Mutation testing is only valuable if the test cases we write for mutants are valuable. Mutants do not resemble real bugs, they are simpler than bugs found in the wild. Mutation testing relies on the coupling hypothesis: mutants are coupled with real bugs if a test suite that is sensitive enough to detect mutants is also sensitive enough to detect the more complex real bugs. Reporting mutants and writing tests to kill them only makes sense if they are coupled with real bugs.

I instinctively thought that fault coupling was real, otherwise I would not have worked on mutation testing at all, and I’ve seen many many cases where mutants pointed to a bug; but still, I wanted to verify this hypothesis, if only for our code base.
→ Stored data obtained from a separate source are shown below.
PR #1128, opened 2022-04-29
Fixing unconsumed 4096 error sbp2json

adrian-kong:
# Description

Unconsumed 4096 error on sbp2json

# JIRA Reference

https://swift-nav.atlassian.net/browse/DEVINFRA-510

### DIFF
--- a/python/sbp/sbp2json.py
+++ b/python/sbp/sbp2json.py
@@ -107,9 +107,7 @@ def sbp_main(args):
                         m = sbp.table.dispatch(m)
                         dump(args, m)
                     consumed = header_len + m.length + 2
-                except (UnpackError, StreamError):
-                    break
-                except ValueError:
+                except (UnpackError, StreamError, ValueError):
                     consumed = 1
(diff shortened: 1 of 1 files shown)


adrian-kong:
the suggested changes stops the unconsumed 4096 but runs for a long time, not sure how large the file is supposed to be generated but testing this change creates a 1gb json file for a 0.5gb sbp - runs for a long time (was interrupted)

notoriaga:
at some point we removed the JIT support for python and the bindings got _really_ slow, so it might actually be working

silverjam:
What is the behavior of the tool now?

adrian-kong:
we were playing around with handler instead but that generated more messages than the rust version which was odd but the tool is fixed i think, it worked fine with the 10mb file without unconsumed 4096

adrian-kong:
i also made another pull request #1140 which takes out all the manual reading and also fixes the unconsumed 4096

silverjam (approved):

I designed an experiment: I would generate all mutants in a line for explicit bug-fixing changes, before and after the fix, and I would check whether, had mutation testing been run, it would have surfaced a mutant in the change that introduced the bug, and potentially prevented it (i.e., killed in the change that fixed the bug and added new tests cases). I ran this experiment on weekends for over a month, because we did not have the resources to run it during workdays. While I normally generate a single mutant in a line, to test the fault coupling effect, I used the classical mutation testing approach and generated all possible mutants, while still adhering to the arid node suppression. A total of 33 million test suites were executed to test hundreds of thousands of mutants, finally to conclude that, in around 70% of cases, a bug was coupled with a mutant. 

While I was at it, I also checked my intuition on whether a single mutant per line was enough, and found that it was overwhelmingly so: in more than 90% of cases, either all mutants were killed in a line or none was. It’s worth keeping in mind that I still applied my arid node suppression heuristics for this experiment. It was great to finally have confirmation of my intuitions.

I also looked into the developer behavior changes after using mutation testing on a project for longer periods of time, and discovered that projects that use mutation testing get more tests over time, as developers get exposed to more and more mutants. Not only do developers write more test cases, but those test cases are more effective in killing mutants: less and less mutants get reported over time. I noticed this from personal experience too: when writing unit tests, I would see where I cut some corners in the tests, and anticipated the mutant. Now I just add the missing test cases, rather than facing a mutant in my Code review, and I rarely see mutants these days, as I’ve learned to anticipate and preempt them.

You can read more about the findings in our ICSE paper.


It’s been a long road since that hackathon in the winter of 2013. Mutation testing was a lot of fun to work on. It had its challenges, and I had days where I thought that I would throw everything down the drain (I’m looking at you, clang), but I am glad I stuck with it.

The most interesting part of the project was getting Mutation testing to scale to such a large code base, and that required redefining the problem and adapting it to the existing ecosystem that engineers were already used to. Another interesting angle was working, and learning from, the academic community, in particular Gordon Fraser (University of Passau) and René Just (University of Washington).

I would like to encourage everyone to give one of the many open source mutation testing tools a try on their projects. With some tweaks here and there, it can be a great way to keep your software well tested.